Problem Solving with Null or “Other” Data

You have likely looked into your analytics platform and found that some of the events are passing as null or “other” and wondered where to start with problem solving. Trying to figure out where to start can be overwhelming. Is it that the data is not properly defined or is it that the data is missing? Do I need to pull in engineering or can I solve this problem on my own? In my experience as a data advisor, most companies are dealing with both missing data and data logic. Oftentimes, companies don’t tend to fully understand their data logic and having an “other” event can sometimes mean that it simply does not fit the logic of what they are querying. In these cases, we expect the data to be bucketed in “other”. Since I’ve had clients asking for a strategy to approach these instances, I put together a quick guide to help companies and analysts tackle these problems.

Photo by Campaign Creators on Unsplash

Is Data Missing?

Whenever you see “other” or null in your analytics platform, one of the first things that comes to mind is whether or not the data is missing and the event is not firing correctly.
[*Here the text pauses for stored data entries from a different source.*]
PR #11023, opened 2023-10-23
chore: add build-chrome task

UncleBill:
for building production mode locally and quickly

MF-0000

### DIFF
--- a/packages/scripts/src/extension/ci.ts
+++ b/packages/scripts/src/extension/ci.ts
@@ -18,7 +18,14 @@ export const ciBuild: TaskFunction = series(
     zipTo('MaskNetwork.chromium-beta.zip', ManifestFile.ChromiumBetaMV2),
     zipTo('MaskNetwork.chromium-mv3.zip', ManifestFile.ChromiumMV3),
 )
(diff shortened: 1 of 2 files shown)


packages/scripts/src/extension/ci.ts
```diff
@@ -18,7 +18,14 @@ export const ciBuild: TaskFunction = series(
     zipTo('MaskNetwork.chromium-beta.zip', ManifestFile.ChromiumBetaMV2),
     zipTo('MaskNetwork.chromium-mv3.zip', ManifestFile.ChromiumMV3),
 )
+export const buildChrome: TaskFunction = series(
```
Jack-Works, line 21: note, you don't need to add this. `npx gulp build-ci` will run webpack only once, it just makes the zip with a different manifest file many times. All different browser support is done in the runtime.

UncleBill: What I want is building production mode faster locally, `build-chrome` is significantly faster than `build-ci`, zipping takes time!

Jack-Works (approved):

PR #11057, opened 2023-10-31
fix: mf-5559 tip button in reply photo tweet

UncleBill:
https://mask.atlassian.net/browse/MF-5552
https://mask.atlassian.net/browse/MF-5559


UncleBill:
@guanbinrui PTAL

guanbinrui (approved):

PR #11161, opened 2023-11-22
chore: mf-5626 upgrade react-query

UncleBill:
https://mask.atlassian.net/browse/MF-5626


Jack-Works:
sorry I did not notice this! I also tried to upgrade this but not open a PR yet. I have some problems so I just merged #11163 and #11162, after rebasing those PRs, you'll need to handle less type errors.

UncleBill:
> sorry I did not notice this! I also tried to upgrade this but not open a PR yet. I have some problems so I just merged #11163 and #11162, after rebasing those PRs, you'll need to handle less type errors.

Migrating by linting is the right way.

Jack-Works (commented):
you should change `isLoading` to `isPending` first, then change `isInitialLoading` to `isLoading`. that will be easier

packages/web3-hooks/base/src/useHiddenAddressConfig.ts
```diff
@@ -11,6 +11,7 @@ type StorageValueV3 = { hiddenAddresses?: Record<string, string[]> }
 type CurrentStorageValue = StorageValueV3
 type StorageValue = StorageValueV1 | StorageValueV2 | StorageValueV3
 
+type T = UseQueryResult
```
Jack-Works, line 14: do you need to add this one? if a file already imports `UseQueryResult` and uses it somewhere, it's highly likely that it doesn't need this mark.

UncleBill:
We would downgrade react-query to v4 in Firefly instead, since some typing error could be resolved for now.

Jack-Works:
> We would downgrade react-query to v4 in Firefly instead, since some typing error could be resolved for now.

why? I can solve them. I'll do that next week

PR #11171, opened 2023-11-24
Revert "chore: initialize build info at build time"

Jack-Works:
Reverts DimensionDev/Maskbook#11169 mf-0000

cc @UncleBill Hi I want to discuss this change here.

It is a deliberate change to make the build stable. All environmental things should be out of any JS file and be accessed via JSON.

Can you state the reason that you must let them be inlined?


UncleBill:
Intent to make it run on Firefly, like some mocking here:

https://github.com/DimensionDev/Maskbook/compare/firefly-runtime#diff-21489d4ade71339600e0a63b89cccac795ff1ea8bf2c0e3a5b490eb05e51553bR32

These initialization still can be overridden through `setupBuildInfoManually` and `setupBuildInfo`

Jack-Works:
> Intent to make it run on Firefly, like some mocking here:
> 
> [`firefly-runtime`#diff-21489d4ade71339600e0a63b89cccac795ff1ea8bf2c0e3a5b490eb05e51553bR32 (compare)](https://github.com/DimensionDev/Maskbook/compare/firefly-runtime#diff-21489d4ade71339600e0a63b89cccac795ff1ea8bf2c0e3a5b490eb05e51553bR32)
> 
> These initialization still can be overridden through `setupBuildInfoManually` and `setupBuildInfo`

What about adding a `/build-info.json` in firefly? That can solve the problem as well. Or why don't firefly call `setupBuildInfoManually`?

Jack-Works:
hi, @UncleBill please run `setupBuildInfoManually` in Firefly. I'll merge this PR

UncleBill:
We should make plugins side-effect free as well. `registryPlugin()` from plugin make the code hard to trace.

Jack-Works:
> We should make plugins side-effect free as well. `registryPlugin()` from plugin make the code hard to trace.

Yes, it's definitely a thing I want to do. There are still some problems with the TypeScript setup with this approach, so maybe it will be solved later, not now.

PR #11178, opened 2023-11-26
fix: the URL.canParse is still experiment feature

UncleBill:
MF-0000

image

image


Jack-Works (changes requested):
The app package should include the polyfill `packages/polyfills/dist/ecmascript.js`. please don't remove those new API usages.

guanbinrui (approved):

guanbinrui (approved):

PR #11180, opened 2023-11-26
fix: mf-5634 twitter queryIds are outdated

UncleBill:
https://mask.atlassian.net/browse/MF-5634


UncleBill:
BTW, calculation of tweet weight was inaccurate.

guanbinrui (approved):

Issue #548, opened 2017-10-31
Collections.singleton and friends should not be considered immutable


alexandrebouchard:
By default, Kryo performs shallow copy of instances of Collections.singleton (and singletonList, etc). This is incorrect in cases where the element in the singleton is not immutable, for example a singleton containing an ArrayList.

Before going into the backend or frantically pinging engineers, first discern whether or not data is missing or if it is an issue with the data logic.

Is it the Data Logic?

Sometimes event properties are “other” because we have not defined them. In these cases, the code logic is searching for tags that don’t exist on pieces of data and thus the third party tracking tool will automatically bucket them as other. For example, with UTM data, direct traffic won’t be recorded as such if it is not explicitly set up. When a user hits the site and there is no marketing link to click, that means there are no parameters in the URL to explicitly say that that traffic is direct. In this case null or “other” data is expected. Of course there are other filters you can use to discern this, but if you are just filtering by UTM Source or UTM Medium and wondering why there is an “other” or null, it is usually because links that don’t contain UTM parameters tend to be bucketed into “Other”.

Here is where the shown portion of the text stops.